• [Directions for this task]
Give all the data again exactly.

[Start of section]

PR #193, opened 2021-03-08
Refactor Dockerfile and status updater

lloesche:


TheCatLady:
This change increased the image size by 10 MB again. ☹️  Copying `/usr/local` from the build stage doesn't work, since we don't want to copy anything else that may be in there.

lloesche:
There is nothing in there. It is an empty directory structure by default. Dunno where the 10 MB are coming from since this even avoids the tarballs that are otherwise copied from /usr/local/tmp, but I'll take readable non-redundant code over 10 MB image size every day.

```
lukas@SHOEBOX:~/repo/valheim-server-docker$ docker run --rm -it debian:stable-slim find /usr/local/
/usr/local/
/usr/local/src
/usr/local/include
/usr/local/man
/usr/local/games
/usr/local/etc
/usr/local/lib
/usr/local/share
/usr/local/share/man
/usr/local/sbin
/usr/local/bin
```

TheCatLady:
@lloesche Let me look into what specifically caused the image size to increase.  It's odd.

Dockerfile
```diff
@@ -22,25 +26,27 @@ COPY valheim-* /usr/local/bin/
...
+            /usr/local/bin/valheim-updater \
+            /usr/local/bin/valheim-plus-updater \
+            /usr/local/share/valheim/contrib/*.sh \
+        ; \
+    fi
+RUN mkdir -p /usr/local/tmp
+WORKDIR /
+RUN mv /build/busybox/_install/bin/busybox /usr/local/bin/busybox
+RUN tar xzvf /build/vpenvconf/dist/vpenvconf-*.linux-x86_64.tar.gz
+RUN tar xzvf /build/python-a2s/dist/python-a2s-*.linux-x86_64.tar.gz
```
TheCatLady, line 44: What is the purpose of these two lines?  Nothing resulting from this ever gets copied to the second build stage.  I think it's best to copy the tarballs into `/usr/local` (or whichever directory we are copying from in the second stage) and then extract them there.

lloesche: What do you mean? These extract directly to `/usr/local` like they did in the main container. Just that they do it now in the build one. See the build output.

TheCatLady: Ohhhh you're right, missed that.

PR #196, opened 2021-03-08
fix: Docker image size bloat

TheCatLady:
This PR cleans out the `/usr/local` directory before copying files into it, fixing the recent ~10 MB increase in image size.

Also copies the `supervisord.conf` file during the first build stage to avoid creating an extra layer in the final image.

### DIFF
--- a/Dockerfile
+++ b/Dockerfile
@@ -20,7 +20,8 @@ RUN python3 setup.py bdist --format=gztar
 WORKDIR /build
 RUN git clone https://github.com/Yepoleb/python-a2s.git \
     && cd python-a2s \
-    && python3 setup.py bdist --format=gztar
+    && python3 setup.py bdist --format=gztar \
+    && rm -rf /usr/local/
 COPY bootstrap /usr/local/sbin/
 COPY valheim-* /usr/local/bin/
 COPY defaults /usr/local/etc/valheim/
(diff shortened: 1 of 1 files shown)


lloesche:
Can you explain where the 10 MB are coming from? /usr/local is empty when you start a fresh `debian:stable-slim` image.

TheCatLady:
> Can you explain where the 10 MB are coming from? /usr/local is empty when you start a fresh `debian:stable-slim` image.

Appears to be 12 MB in `/usr/local/lib/python3.7`, as well as some other smaller files we shouldn't need in the final image.

TheCatLady:
@lloesche Highly recommend [`dive`](https://github.com/wagoodman/dive), btw.  It's great for stuff like this.

lloesche:
Ah found it. The `pip` installs store their data in `/usr/local`. But that means we can't `rm -rf` in the beginning.
We need to `rm -rf /usr/local/lib/python3.7/dist-packages` right before the two `tar` calls.

TheCatLady:
> Ah found it. The `pip` installs store their data in `/usr/local`. But that means we can't `rm -rf` in the beginning.
> We need to `rm -rf /usr/local/lib/python3.7/dist-packages` right before the two `tar` calls.

Ahhh right, will fix that.

lloesche (approved):
👍 Thank you!

PR #202, opened 2021-03-09
add --build flag to docker-compose up command

Shawak:
If you didn't build the image yet you will have to use the `--build` flag.


lloesche:
? The compose file is referencing an image that gets downloaded from Dockerhub. Why would you build anything? And how? If you follow the instructions you don't even have a Dockerfile to build from. I'm confused by this PR.

Shawak:
Nevermind I'm stupid, didn't see it was ment to use the docker-compose file only without cloning the project.

PR #215, opened 2021-03-11
Update README.md

podbiker:
Added changing of the startup while updating command in Portainer


lloesche (approved):
Thank you @podbiker this looks great! I'll download and add the images to this repo but other than that 🚢 👍

PR #241, opened 2021-03-19
use --pull=always

greyltc:
Docker version 19.09 added some new pull logic[1] to the run command that could be used here
[1]: https://github.com/docker/cli/pull/1498


lloesche (approved):
Thank you @greyltc! lgtm 👍 🚢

[End of section]

• [Your solution]
PR #193, opened 2021-03-08
Refactor Dockerfile and status updater

lloesche:


TheCatLady:
This change increased the image size by 10 MB again. ☹️  Copying `/usr/local` from the build stage doesn't work, since we don't want to copy anything else that may be in there.

lloesche:
There is nothing in there. It is an empty directory structure by default. Dunno where the 10 MB are coming from since this even avoids the tarballs that are otherwise copied from /usr/local/tmp, but I'll take readable non-redundant code over 10 MB image size every day.

```
lukas@SHOEBOX:~/repo/valheim-server-docker$ docker run --rm -it debian:stable-slim find /usr/local/
/usr/local/
/usr/local/src
/usr/local/include
/usr/local/man
/usr/local/games
/usr/local/etc
/usr/local/lib
/usr/local/share
/usr/local/share/man
/usr/local/sbin
/usr/local/bin
```

TheCatLady:
@lloesche Let me look into what specifically caused the image size to increase.  It's odd.

Dockerfile
```diff
@@ -22,25 +26,27 @@ COPY valheim-* /usr/local/bin/
...
+            /usr/local/bin/valheim-updater \
+            /usr/local/bin/valheim-plus-updater \
+            /usr/local/share/valheim/contrib/*.sh \
+        ; \
+    fi
+RUN mkdir -p /usr/local/tmp
+WORKDIR /
+RUN mv /build/busybox/_install/bin/busybox /usr/local/bin/busybox
+RUN tar xzvf /build/vpenvconf/dist/vpenvconf-*.linux-x86_64.tar.gz
+RUN tar xzvf /build/python-a2s/dist/python-a2s-*.linux-x86_64.tar.gz
```
TheCatLady, line 44: What is the purpose of these two lines?  Nothing resulting from this ever gets copied to the second build stage.  I think it's best to copy the tarballs into `/usr/local` (or whichever directory we are copying from in the second stage) and then extract them there.

lloesche: What do you mean? These extract directly to `/usr/local` like they did in the main container. Just that they do it now in the build one. See the build output.

TheCatLady: Ohhhh you're right, missed that.

PR #196, opened 2021-03-08
fix: Docker image size bloat

TheCatLady:
This PR cleans out the `/usr/local` directory before copying files into it, fixing the recent ~10 MB increase in image size.

Also copies the `supervisord.conf` file during the first build stage to avoid creating an extra layer in the final image.

### DIFF
--- a/Dockerfile
+++ b/Dockerfile
@@ -20,7 +20,8 @@ RUN python3 setup.py bdist --format=gztar
 WORKDIR /build
 RUN git clone https://github.com/Yepoleb/python-a2s.git \
     && cd python-a2s \
-    && python3 setup.py bdist --format=gztar
+    && python3 setup.py bdist --format=gztar \
+    && rm -rf /usr/local/
 COPY bootstrap /usr/local/sbin/
 COPY valheim-* /usr/local/bin/
 COPY defaults /usr/local/etc/valheim/
(diff shortened: 1 of 1 files shown)


lloesche:
Can you explain where the 10 MB are coming from? /usr/local is empty when you start a fresh `debian:stable-slim` image.

TheCatLady:
> Can you explain where the 10 MB are coming from? /usr/local is empty when you start a fresh `debian:stable-slim` image.

Appears to be 12 MB in `/usr/local/lib/python3.7`, as well as some other smaller files we shouldn't need in the final image.

TheCatLady:
@lloesche Highly recommend [`dive`](https://github.com/wagoodman/dive), btw.  It's great for stuff like this.

lloesche:
Ah found it. The `pip` installs store their data in `/usr/local`. But that means we can't `rm -rf` in the beginning.
We need to `rm -rf /usr/local/lib/python3.7/dist-packages` right before the two `tar` calls.

TheCatLady:
> Ah found it. The `pip` installs store their data in `/usr/local`. But that means we can't `rm -rf` in the beginning.
> We need to `rm -rf /usr/local/lib/python3.7/dist-packages` right before the two `tar` calls.

Ahhh right, will fix that.

lloesche (approved):
👍 Thank you!

PR #202, opened 2021-03-09
add --build flag to docker-compose up command

Shawak:
If you didn't build the image yet you will have to use the `--build` flag.


lloesche:
? The compose file is referencing an image that gets downloaded from Dockerhub. Why would you build anything? And how? If you follow the instructions you don't even have a Dockerfile to build from. I'm confused by this PR.

Shawak:
Nevermind I'm stupid, didn't see it was ment to use the docker-compose file only without cloning the project.

PR #215, opened 2021-03-11
Update README.md

podbiker:
Added changing of the startup while updating command in Portainer


lloesche (approved):
Thank you @podbiker this looks great! I'll download and add the images to this repo but other than that 🚢 👍

PR #241, opened 2021-03-19
use --pull=always

greyltc:
Docker version 19.09 added some new pull logic[1] to the run command that could be used here
[1]: https://github.com/docker/cli/pull/1498


lloesche (approved):
Thank you @greyltc! lgtm 👍 🚢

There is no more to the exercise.